Three reasons usually. The four-chars-per-token approximation is close but not exact (about ±15% for English prose, more for code or non-Latin scripts). Real workloads include retries, system prompts, conversation history and the occasional runaway response. And this tool does not model prompt caching, batch discounts, image or audio tokens, or vision add-ons. Treat the figure as a first-pass estimate, not an invoice.

What is a token?

A token is the unit a language model bills on. Roughly four characters of English text, or about three quarters of a word. Different model families use different tokenisers, so the exact count for the same prompt varies between providers. For the precise number, paste the text into the provider's official tokeniser tool or call their count-tokens endpoint.

Does this include caching or batch discounts?
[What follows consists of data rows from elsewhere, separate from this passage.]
PR #7278, opened 2018-05-17
WIP: 🚧 Experimenting with ChefSpec in core

coderanger:
Do not merge, I just need Travis.


tas50:
I assume we could pick this up now that we have the new functionality in a release of chefspec?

No. The figures are standard, non-cached, non-batch list prices. Prompt caching can knock 50 to 90 percent off repeated input tokens, and batch APIs take another 50 percent off in exchange for slower turnaround. High-volume workloads with stable system prompts will pay less than this calculator suggests.

How often is the pricing updated?

The Last verified date on the page tells you when the figures were last checked against the providers' official pricing pages. Pricing is baked into the page so it loads fast and works without any API calls, but that means it can drift if a provider drops their prices and we have not yet pushed the update. Sanity-check against the provider's own pricing page before signing off a budget.

What about embedding models?

Embedding models are priced separately, with input-only billing and rates two or three orders of magnitude lower than chat models. This calculator focuses on chat and completion models, which is where the real spend sits. For an embedding cost, multiply your total document tokens by the provider's embedding rate (often a few cents per million).

Does this calculator send my prompts anywhere?

No. Everything runs in your browser. The text you paste never leaves your device.

Last updated 29 April 2026 by Andrew Laws.